== Task instructions ==
Extract the lines from the first line of the records below through the line containing "### LINKED ISSUE #262: friendly_id", inclusive, and reproduce them exactly as written.

Stored data entries

PR #264, opened 2012-07-19
Use friendly_id gem to generate human friendly urls for categories, forums and topics. Fixes #262

### LINKED ISSUE #262: friendly_id for nice slugged urls
Would there be interest in including friendly_id to make all the url human (and search engine) friendlier? I can implement this feature and create a pull request if maintainers are interested. I'm planning to include this in my own project and would prefer this was part of forem. 

Any requests/preferences for implementation? I would like to add the friendly_id dependency to forem Gemfile and add the slug column to forums, categories and topics tables. Is that a good idea? Alternatively, I could create a new gem forem-friendly_ids that monkeypatches these models and generates migrations if that is the road you prefer. I would prefer to include it in core forem to make it simpler and this is a feature I imagine pretty much everyone would like.

juozasg:
Fixes https://github.com/radar/forem/issues/262

### DIFF
--- a/app/models/forem/forum.rb
+++ b/app/models/forem/forum.rb
@@ -1,6 +1,11 @@
+require 'friendly_id'
+
 module Forem
   class Forum < ActiveRecord::Base
     include Forem::Concerns::Viewable
+
+    extend FriendlyId
+    friendly_id :title, :use => :slugged
 
     belongs_to :category
 
--- a/db/migrate/20111103210835_create_forem_categories.rb
+++ b/db/migrate/20111103210835_create_forem_categories.rb
@@ -4,7 +4,5 @@ class CreateForemCategories < ActiveRecord::Migration
       t.string :name, :null => false
       t.timestamps
     end
-    Forem::Category.reset_column_information
-    Forem::Category.create(:name => 'General')
   end
 end
--- a/db/migrate/20120718073130_add_friendly_id_slugs.rb
+++ b/db/migrate/20120718073130_add_friendly_id_slugs.rb
@@ -1,0 +1,18 @@
+class AddFriendlyIdSlugs < ActiveRecord::Migration
+  def change
+    add_column :forem_forums, :slug, :string
+    add_index :forem_forums, :slug, :unique => true
+    Forem::Forum.reset_column_information
+    Forem::Forum.find_each {|t| t.save! }
+
+    add_column :forem_categories, :slug, :string
+    add_index :forem_categories, :slug, :unique => true
+    Forem::Category.reset_column_information
+    Forem::Category.find_each {|t| t.save! }
+
+    add_column :forem_topics, :slug, :string
+    add_index :forem_topics, :slug, :unique => true
+    Forem::Topic.reset_column_information
+    Forem::Topic.find_each {|t| t.save! }
+  end
+end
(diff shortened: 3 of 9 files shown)


app/models/forem/forum.rb
```diff
@@ -13,6 +16,7 @@ class Forum < ActiveRecord::Base
 
     attr_accessible :category_id, :title, :description, :moderator_ids
 
+
```
radar: Extra space here.

db/migrate/20111103210835_create_forem_categories.rb
```diff
@@ -4,7 +4,5 @@ def change
       t.string :name, :null => false
       t.timestamps
     end
-    Forem::Category.reset_column_information
-    Forem::Category.create(:name => 'General')
```
radar, line 8: Why?

db/migrate/20120718073130_add_friendly_id_slugs.rb
```diff
@@ -0,0 +1,18 @@
...
+
+    add_column :forem_categories, :slug, :string
+    add_index :forem_categories, :slug, :unique => true
+    Forem::Category.reset_column_information
+    Forem::Category.all.each {|t| t.save! }
+
+    add_column :forem_topics, :slug, :string
+    add_index :forem_topics, :slug, :unique => true
+    Forem::Topic.reset_column_information
+    Forem::Topic.all.each {|t| t.save! }
```
parndt: You can use find_each here instead of all.each

lib/forem/engine.rb
```diff
@@ -36,6 +36,7 @@ def self.activate
 end
 
 require 'simple_form'
+require 'friendly_id'
```
parndt: Can you please move this require to each model that uses it instead?

db/migrate/20111103210835_create_forem_categories.rb
juozasg, line 8: Moved this to seeds.rb for two reasons. First, including FriendlyId in Forem::Category will add a callback before_save which will look for slug column to update with correct slug. But at this point forem_category table does not have the slug column yet (that comes with the newest migration) so it's impossible to do things on Forem::Category (or Forem::Forum or Forem::Topic) before all migrations have been run.

Second reason is that this belongs to seed.rb anyway since it's seed data.

db/migrate/20120718073130_add_friendly_id_slugs.rb
juozasg: Certainly

lib/forem/engine.rb
juozasg: will do

juozasg:
Updated with changes except moving creating "General" Category to seeds.rb

db/migrate/20111103210835_create_forem_categories.rb
parndt, line 8: I'm :+1: on this change. No records should be added to the database in a migration.

lib/forem/engine.rb
parndt: Thanks a lot :-)

parndt:
Hey any chance you can implement the changes please? Thanks!

Oh I see, you did! They were just buried :-) thanks!

PR #268, opened 2012-07-24
Locales for PT, word added for EN and made the word By in a view use a Locale.

victormartins:


victormartins:
I don't understand why this is failing :/

radar:
It was failing beforehand. Sorry about that.

PR #273, opened 2012-07-30
fix #272 - fix undefined method user for nil:NilClass error when visiting forum which has pending review

### LINKED ISSUE #272: undefined method `user' for nil:NilClass when visiting forum after creation new topic(unapproved)
undefined method `user' for nil:NilClass when visiting forum after creation new topic(unapproved)

Follow this steps to produce
- Sign up new user or (login with existing user but forem_state must be equal to pending_review for that user)
- Visit any forum
- Create new topic
- Visit that forum again

kunalchaudhari:
fix undefined method user for nil:NilClass error when visiting forum which has pending review.

### DIFF
--- a/app/helpers/forem/topics_helper.rb
+++ b/app/helpers/forem/topics_helper.rb
@@ -23,6 +23,8 @@ module Forem
       posts = topic.posts.by_created_at.scoped
       if forem_admin_or_moderator?(topic.forum)
         posts
+      elsif topic.user == current_user
+        posts.visible.approved_or_pending_review_for(topic.user)
       else
         posts.approved
       end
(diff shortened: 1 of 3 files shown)


radar:
Could you write a regression test for this issue please?

avitus:
We're also getting this error. Appears be related to posts that haven't been moderated (?)

kunalchaudhari:
@avitus yeah. that happens because `relevant_posts(topic)` returns `[]` if topic has not been moderated yet. but if user who has started this post is logged in than topic should be displayed. And for other it won't show up as topic was not approved.

avitus:
Ok. It is keeping us motivated to get posts moderated quickly.

kunalchaudhari:
@avitus you can try out patch in my above commit.

radar:
Thank you @kunalchaudhari for reporting the issue and fixing it :)

Issue #274, opened 2012-08-01
How to access Forem routes outside of engine


murtazajafferji:
How do I use Forem url helpers outside of the engine in my main app? I get this error:

<code>undefined local variable or method `forums_path' for #<#Class:0x007fa1890db268:0x007fa1890b6260>
Extracted source (around line #2):
2:   <%= link_to t('forem.forum.forums'), forums_path %> &raquo; <%= link_to forum.category, forum.category %> &raquo; <%= link_to forum.title, forum %>
</code>

I have tried changing it to forums.forums_path, but that didn't work.

parndt:
Try forem.forums_path

murtazajafferji:
The reason why I thought forums.forums_path would work is because of this line in routes.rb:
<code>mount Forem::Engine, :at => "/forums"</code>

Anyways, I got this error when trying forem.forums_path:
<code>undefined method `forums_path' for #<#Class:0x007fa1890db268:0x007fa187a7e830>
Extracted source (around line #2):
2:   <%= link_to t('forem.forum.forums'), forem.forums_path %> &raquo; <%= link_to forum.category, forum.category %> &raquo; <%= link_to forum.title, forum %></code>

radar:
You should be using `forem.forums_path`. The engine's name is forem.

See the [Engines Guide](http://guides.rubyonrails.org/engines.html)

murtazajafferji:
In my last comment, I provided the error that occurs when I use <code>forem.forums_path</code>. Is there something else I should be doing?

murtazajafferji:
Do you think it has something to do with the fact that I am calling the url helpers inside of the Spree engine?

radar:
Calling the helpers inside Spree will be fine as long as you use the prefix. If you don't use the prefix then you will be having this problem. 

If you can duplicate the error in a brand new Rails app I can take a look at it once I am out of this traffic. 

## 

Ryan Bigg

murtazajafferji:
ok great. I just created a new app with Spree and Forem and I reproduced the issue:
https://github.com/murtazajafferji/forem_url_helpers_demo

radar:
Where in this application are you seeing the error?

murtazajafferji:
home#test. I set it up as the root.

radar:
The application is broken because `sign_in_path` is not defined.

murtazajafferji:
I added you as a collaborator. Do you mind pushing your fix up?

[...]

PR #279, opened 2012-08-03
add forem proxy in form builder missed in change of #274

kunalchaudhari:
all routes / form builders were prefixed with forem routes proxy in fix of #274. so one form builder is _post.html.erb file missed that change. updated that one.


radar:
Thanks! 

## 

Ryan Bigg

PR #286, opened 2012-08-15
[Javascript] Fixed autocompletion remote request failure for urls with leading slashes

gabriel-dehan:
Fixed autocompletion when Forem.base_path started with leading slashes which made the remote call not te contain host's url, leading to request failures.

Main reason was because remote calls failed when working with '/' as a base path.


parndt:
Fixed by merging your patch into 707e9519419b3c405c849e7c16f406acb1dd659b - thanks!

Issue #664, opened 2015-06-18
restful API?


eostrom:
I need to add a forum to an existing Rails app with an Angular front end. An option I'm considering is adopting Forem (which I've used before), taking advantage of its data model and possibly URL structure, and adding a JSON API. Does this sound like a good or bad idea to anyone?

And have you given any thought to an approach? It looks like the best options are either to integrate with the existing routes/controllers and add JSON views (maybe using RABL) or to build out a separate HTTP/URL structure (using something like Grape). I'm inclined to use RABL because that's what we're doing in the main engine of my application, but if there's a strong preference from the team, I'd rather do something that's likely to get integrated into Forem.

radar:
For about a year now I've thought that Forem would be much better if it was just a JSON API without a frontend at all. A lot of people just customise the frontend or ditch it entirely. Most people don't use what we supply. I had a similar set of thoughts when I worked at Spree too.

I haven't had the time to invest in doing the work because I've been too busy with my full-time job and writing books.

I think it sounds like a step in the right direction. We should not use Rabl for this as I've had issues with it ; in my experience with building a Rabl-backed API for Spree. Grape is not that great either. I'm fine with it being straight jbuilder views in Rails. 

I think it should comply with [the JSON API specification](http://jsonapi.org/). It should be versioned and access should be granted with user-based API keys (i.e. each user can have an API key generated to access Forem). 

Please do it :)

eostrom:
What are your thoughts on view counts? In an API-based app, there isn't necessarily a one-to-one correspondence between a browser requesting data for a topic and a user viewing that topic. Should we bother having an explicit "views" API where a client can let the server know what the user's been looking at?

radar:
I think if a topic has been retrieved directly (i.e a request like /forums/blah/topics/foo) then that should count as a view. Having a separate endpoint for this doesn't make much sense imo.

What's you're reasoning for having a separate endpoint?

eostrom:
I forget. I mean, I can imagine building an app in various ways that request a forum endpoint with included topic data, or that request topics and don't necessarily render them. But I'm not currently doing that, so maybe I was just overthinking it.

vfonic:
Could it be an optional url parameter for such cases when you want to preload some forums/topics?
For example: /forums/blah/topics/foo?bump_view_counter=false

PR #665, opened 2015-07-02
API proof of concept: forums#show

eostrom:
THIS IS NOT A REAL PULL REQUEST AND SHOULD NOT BE MERGED. It's just the easiest way for me to illustrate the approach I'm using so far and ask for feedback. This follows discussion in radar/forem#664.
- route is /api/forums/:id (may be slug)
- versioning is done via Accept header (roughly on the [Pat Allan model](http://freelancing-gods.com/2011/09/24/versioning-your-ap-is.html))
- format is [JSON API](http://jsonapi.org/)
- views are built with [jbuilder](https://github.com/rails/jbuilder/)
- authentication is done via session cookies (or whatever the host app is using)

@radar mentioned API keys for authentication, but I don't need them for my app, so I'm keeping it simple.

I'm writing request specs, and not feature or controller specs. It just seems like the natural level for testing this functionality.

I haven't thought about how to represent errors (or read about how JSON API does it). Nor have I started figuring out associations.

I created a separate controller hierarchy, rather than try to cram versioned API functionality into the regular controllers. I am not 100% sure about this.

I am also not sure it wouldn't be better to use [JSONAPI::Resources](https://github.com/cerebris/jsonapi-resources) instead of creating the views manually with jbuilder.

### DIFF
--- a/app/controllers/forem/api/v1/forums_controller.rb
+++ b/app/controllers/forem/api/v1/forums_controller.rb
@@ -3,9 +3,7 @@ require_dependency "forem/application_controller"
 module Forem
   module Api
     module V1
-      class ForumsController < ApplicationController
-        load_and_authorize_resource :class => 'Forem::Forum', :only => :show
-
+      class ForumsController < Forem::ForumsController
         rescue_from CanCan::AccessDenied, with: :forbidden
 
         before_action { request.format = :json }
--- a/app/controllers/forem/api/v1/forums_controller.rb
+++ b/app/controllers/forem/api/v1/forums_controller.rb
@@ -4,15 +4,7 @@ module Forem
   module Api
     module V1
       class ForumsController < Forem::ForumsController
-        rescue_from CanCan::AccessDenied, with: :forbidden
-
-        before_action { request.format = :json }
-
-        private
-
-        def forbidden
-          render nothing: true, status: :forbidden
-        end
+        include JsonApiController
       end
     end
   end
--- a/app/controllers/forem/api/v1/forums_controller.rb
+++ b/app/controllers/forem/api/v1/forums_controller.rb
@@ -6,7 +6,15 @@ module Forem
       class ForumsController < ApplicationController
         load_and_authorize_resource :class => 'Forem::Forum', :only => :show
 
+        rescue_from CanCan::AccessDenied, with: :forbidden
+
         before_action { request.format = :json }
+
+        private
+
+        def forbidden
+          render nothing: true, status: :forbidden
+        end
       end
     end
   end
--- a/app/controllers/forem/api/v1/forums_controller.rb
+++ b/app/controllers/forem/api/v1/forums_controller.rb
@@ -1,0 +1,13 @@
+require_dependency "forem/application_controller"
+
+module Forem
+  module Api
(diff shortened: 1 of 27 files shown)


app/controllers/forem/api/v1/forums_controller.rb
```diff
@@ -0,0 +1,13 @@
+require_dependency "forem/application_controller"
+
+module Forem
+  module Api
+    module V1
+      class ForumsController < ApplicationController
+        load_and_authorize_resource :class => 'Forem::Forum', :only => :show
+
+        before_action { request.format = :json }
```
radar: I thought that this kind of request format setting could be done at the routes level but I can't find a solution that works. I tried coming up with my own and googling for one. Nothing that I tried works.

Instead, putting `respond_to :json` at the top of the controller works, but this requires the use of the `responders` gem (which is alright imo). I think this is a better method than forcing the request format this way.

forem.gemspec
```diff
@@ -31,4 +31,5 @@ Gem::Specification.new do |s|
   s.add_dependency 'select2-rails', '~> 3.5.4'
   s.add_dependency 'friendly_id', '~> 5.0.0'
   s.add_dependency 'cancancan', '~> 1.7'
+  s.add_dependency 'jbuilder'
```
radar: I would personally lock the jbuilder version here, just in case of a major version bump that changes things in a breaking way.

eostrom:
Thanks, I'll make those changes next.

I've just pushed four new commits that contain tentative answers to questions I ran into:
- [Can an API user create a Topic without a Post?](https://github.com/eostrom/forem/commit/7e8ad68548d1f8ca1a607b69d71464ff1ad9d081)
- [How do we keep `/api/` routes from colliding with a forum about APIs?](https://github.com/eostrom/forem/commit/c5a78c3d2faf0ab7104b2c4694cc1b5b61259220)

== Exercise response ==
PR #264, opened 2012-07-19
Use friendly_id gem to generate human friendly urls for categories, forums and topics. Fixes #262

### LINKED ISSUE #262: friendly_id for nice slugged urls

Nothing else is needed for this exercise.